■ **Requirement**
Starting with the first line of the records, write out each line exactly until you have included the line containing "here are steps".

★ ★ ★ ★ ★

PR #201, opened 2021-11-01
RATEST-258:Migrate All The Tests From Distro Into qa Framework

sherrif10:


sherrif10:
cc @dkayiwa  @ibacher  Am kindly requesting for your help on this because am not cleary understanding why drivers are returning null while before migration of tests they fail

sherrif10:
@dkayiwa  Yes i tried seeking help and i think he tried out same thing to confirm.

sherrif10:
@dkayiwa  . Thanks here are steps

1. Copy and paste any selenium test from distro . Forexample  [startActiveTest](https://github.com/openmrs/openmrs-distro-referenceapplication/blob/master/ui-tests/src/test/java/org/openmrs/reference/StartVisitTest.java)
2. Import[ LocationSensitiveApplicationTestBase.java](https://github.com/openmrs/openmrs-distro-referenceapplication/blob/aa9aec9bf173af9aecb371143b4f7a96a7a40d58/ui-tests/src/test/java/org/openmrs/reference/https://github.com/openmrs/openmrs-distro-referenceapplication/blob/aa9aec9bf173af9aecb371143b4f7a96a7a40d58/ui-tests/src/test/java/org/openmrs/reference/LocationSensitiveApplicationTestBase.java#L11#L11)class since its parent class for startVisitTest
3. Then we change all the import statements to import from import org.openmrs.contrib.qaframework.
4. From here we can run our test as junit test.
5

ibacher:
@sherrif10 So, let's walk through this a bit:

1. The tests are consistently failing with an NPE at [this line](https://github.com/openmrs/openmrs-contrib-qaframework/pull/201/files#diff-62afb9c7433e51cde733bf88a8f3caefbcf157e06124bece662f9c16bf288fe8R88). If this line is throwing an NPE it's because `parent` is null so that trying to access `parent.driver` throws the NPE.
2. From the stacktraces, I can see that we're consitently calling the constructor that's throwing the NPE with a line [like this one](https://github.com/openmrs/openmrs-contrib-qaframework/pull/201/files#diff-c34fff6eea005d89d2d0f5635e75ad6d0893f22022bc69807c4c1aad4437cc8fR44) where we call `new HomePage(page)` in a class that is a sub-class of [`TestBase`](https://github.com/openmrs/openmrs-contrib-qaframework/blob/master/src/test/java/org/openmrs/contrib/qaframework/helper/TestBase.java). So this means that that the `page` property in `TestBase` is `null` at this point.

I notice that in `TestBase` the `page` property is not initially populated with a value. This leads to two questions:

1. Where is the `page` property supposed to get a non-null value from?
2. Is there a reason why the part of the code that is supposed to populate the `page` property would not be being called?

sherrif10:
> 2\. From the stacktraces, I can see that we're consitently calling the constructor that's throwing the NPE with a line [like this one](https://github.com/openmrs/openmrs-contrib-qaframework/pull/201/files#diff-c34fff6eea005d89d2d0f5635e75ad6d0893f22022bc69807c4c1aad4437cc8fR44) where we call `new HomePage(page)` in a class that is a sub-class of [`TestBase`](https://github.com/openmrs/openmrs-contrib-qaframework/blob/master/src/test/java/org/openmrs/contrib/qaframework/helper/TestBase.java). So this means that that the `page` property in `TestBase` is `null` at this point.

This is very true page property in testBase is null

sherrif10:
Thanks @dkayiwa @ibacher  i think if we reach at the point where page is null picking it from TestBase class, we might get the solution, Again shall we also try to change ### homePage = new HomePage(page) in before method and do it plainly though this already comes when page is null from testBase

kdaud:
The stacktrace  thrown suggests this is a problem with `driver` variable not initialized. Probably its because the driver is failing to be inherited from the parent(base) class. The program tries to use the class's variable instead of the super variable but the class variable is not initialized, the constructor just calls to the super constructor hence throwing null pointer exception.

mozzy11:
this property [login.auto](https://github.com/openmrs/openmrs-contrib-qaframework/blob/master/src/test/resources/org/openmrs/uitestframework/test.properties#L6) is set to false 
and and the [page object](https://github.com/openmrs/openmrs-contrib-qaframework/blob/master/src/test/java/org/openmrs/contrib/qaframework/helper/TestBase.java#L212)  is not getting instatiated because of this [check](https://github.com/openmrs/openmrs-contrib-qaframework/blob/master/src/test/java/org/openmrs/contrib/qaframework/helper/TestBase.java#L210)

sherrif10:
Thanks @mozzy11  for looking into this.

sherrif10:
Let me open a new ticket

PR #217, opened 2021-11-09
RATEST: Migrate selenium legacy tests into qaframework module

kdaud:


sherrif10:
This is nice approach, However to add bit of comment, when these tests increase in number over 80 tests, driver will take long to spin up app the tests at once especially  for the tests that run parallel and those simultaneously(selenium tests), its too tricky now to come in sense of refactoring all the elements to increase the capability of the driver to run test scripts smoothly

sherrif10:
Feel free to add morethan 6 selenium tests and see the magic of github actions.

PR #243, opened 2021-11-24
Adding ui tests as submodule into qaframework

sherrif10:
cc @kdaud  @dkayiwa  @ibacher  . Hade been trying to use this approach but am not sure where i could be messing up

However still it seems something am trying to achieve brings me back to the triggering of RUn test class. COuld you please help me understand it. Your guidance will be of help.


kdaud:
@sherrif10 how about we just add a workflow that triggers selenium legacy tests ?

sherrif10:
> how about we just add a workflow that triggers selenium legacy tests ?

This is the workflow that triggers the selenium tests https://github.com/openmrs/openmrs-contrib-qaframework/runs/4320604745?check_suite_focus=true    . However this wont work because this wont have a folder named ui-tests where selenium tests will be found.

sherrif10:
Again,The idea is to have get away of how we are triggering it locally first, The challenge is that this is trigger npm script with in RunTest class which by default triggers all tests which we dont want.

kdaud:
> The idea is to have get away of how we are triggering it locally first

@sherrif10 let me work around the ideal and probably come up with a working PR before the day ends so that we have this deal done.

sherrif10:
That's sounds good deal, am also working around it as you also come up

PR #305, opened 2025-08-01
Keep track of relion5 binning and tilt series pixel size for better extraction

### LINKED ISSUE #251: fix coordinate centers with relion5 metadata input
For now I agree that this is the correct solution, but I would like to have an explicit comment added why we don't do the exact result and we should probably see if we can have a better estimate if we have relion 5 input data as well (feel free to turn that into an issue)

_Originally posted by @sroet in https://github.com/SBC-Utrecht/pytom-match-pick/pull/250#pullrequestreview-2537150941_

sroet:
closes #251 

This:

- [x] adds a `metadata` dictionary to TMJob to keep track of metadata that could be useful later on
- [x] uses the metadata to tag along the relion5 binning and tilt series pixelsize 
- [x] uses the new metadata to implement the correct center approximation mentioned as a comment in the code
- [x] updates the entry point docstring to mention the new behavior
- [x] add a function to testing_utilities to write out relion5 tomogram.star and tilt_series.star with the expected data

### DIFF
--- a/.github/workflows/unit-tests.yml
+++ b/.github/workflows/unit-tests.yml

★ ★ ★ ★ ★

■ **Your solution**
PR #201, opened 2021-11-01
RATEST-258:Migrate All The Tests From Distro Into qa Framework

sherrif10:


sherrif10:
cc @dkayiwa  @ibacher  Am kindly requesting for your help on this because am not cleary understanding why drivers are returning null while before migration of tests they fail

sherrif10:
@dkayiwa  Yes i tried seeking help and i think he tried out same thing to confirm.

sherrif10:
@dkayiwa  . Thanks here are steps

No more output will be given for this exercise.